As for attracting Republican voters, Gallego vows to campaign in conservative areas and his advisers believe that his military background will resonate. But his team is also making the calculation that a far-right Republican will win the primary, and that that person will split much of the GOP vote with Sinema should she run for reelection.
John LaBombard, a former Sinema aide, said that Arizona “has never elected statewide a progressive partisan or a liberal firebrand,” whereas Sinema has proven that she can win competitive races with the votes of independents and even some Republicans.
“I worry about an untested candidate,” he said, “and I think that’s probably a similar calculus that the Democratic Party nationally writ large is also sort of grappling with.”
Along with Lamb, GOP candidates who are reportedly eyeing the seat include former unsuccessful gubernatorial candidate Kari Lake, failed 2022 Senate nominee Blake Masters, Rep. Juan Ciscomani, and businesswoman Karrin Taylor Robson, who lost to Lake in last year’s GOP gubernatorial primary.
On the Democratic side, Rep. Greg Stanton said recently that he is taking a pass on running, a boon to Gallego. Another possible Democratic contender is Tucson Mayor Regina Romero.
A spokesperson for Sinema declined to comment for this story, pointing to the senator’s recent statements that she is currently not focused on campaign politics.
Given how early in the cycle it is, polling on the Arizona Senate race has been scant. But a December poll by Morning Consult showed that Sinema is one of the most unpopular senators in the country, and that a larger percentage of Republicans (43 percent) said they approved of her than Democrats (30 percent) after she changed her party registration. Forty-two percent of independents approved of her, while 43 percent disapproved and 15 percent said they didn’t know or had no opinion.
Andy Barr, a Democratic consultant who is a veteran of Arizona campaigns, acknowledged that Democrats in the battleground state are concerned about the possibility of the Democratic vote being split between Sinema and Gallego.
“Are people nervous about it? Yes,” he said. “But we live in a state of nervousness.”
At the same time, Barr, who has worked for Gallego in the past but is not involved in the Arizona Senate race, said he believes it is unlikely that Sinema will get many votes from Democrats if she runs for the Senate again.
“I don’t think that there’s going to be a lot of like Democratic ticket splitting,” he said. “I think the question is, how close can [Gallego] get to zeroing out Kyrsten’s vote among Democratic voters? Obviously she’s going to get some, but there was real vitriol toward her before she left [the party], and I think that’s only gotten worse.”
Barrett Marson, an Arizona-based GOP strategist, said that Gallego’s challenge is running as a progressive in what is still a conservative state. Both Sinema and Kelly campaigned as independent-minded candidates in their winning elections and were not chest-thumping liberals, he said.
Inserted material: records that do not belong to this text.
PR #723, opened 2020-03-25
HDDS-3281. Add timeouts to all robot tests

hanishakoneru:
## What changes were proposed in this pull request?

We have seen in some CI runs that the acceptance test suit is getting cancelled as it runs for more than 6 hours. Because of this, the test results and logs are also not saved. 

This Jira aims to add a 5 minute timeout to all robot tests. In case some tests require more time, we can update the timeout. This would help to isolate the test which could be causing the whole acceptance test suit to time out.

## What is the link to the Apache JIRA

https://issues.apache.org/jira/browse/HDDS-3281

## How was this patch tested?

CI acceptance test suit can test this change as it only adds a timeout to robot tests.

PR #743, opened 2020-04-01
HDDS-3281. (Addendum) add missing timeouts to the topology robot files.

elek:

Just an addendum to the already reviewed #723 

https://issues.apache.org/jira/browse/HDDS-3281


elek:
Thanks the review @adoroszlai 

As it's a small change based on the approach where we already agreed, I am committing without waiting for other time-zones (especially as it is required to have better feedback from builds).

But the absence of a Democratic primary may allow Gallego to forgo some of the hard appeals he would otherwise have to make to progressives and instead allow him some time to burnish his credentials with independents and even Republicans. And Marson conceded that the GOP has serious challenges in the Senate race as well.
“A traditional conservative Republican who is out there campaigning on the economy, on border security, on reducing inflation would easily win the Senate seat,” he said. “The problem will be to get that person across the primary finish line. At this particular time, as recently as just this past August, we’ve seen former President Trump still has a hold on the Arizona Republican primary voter.”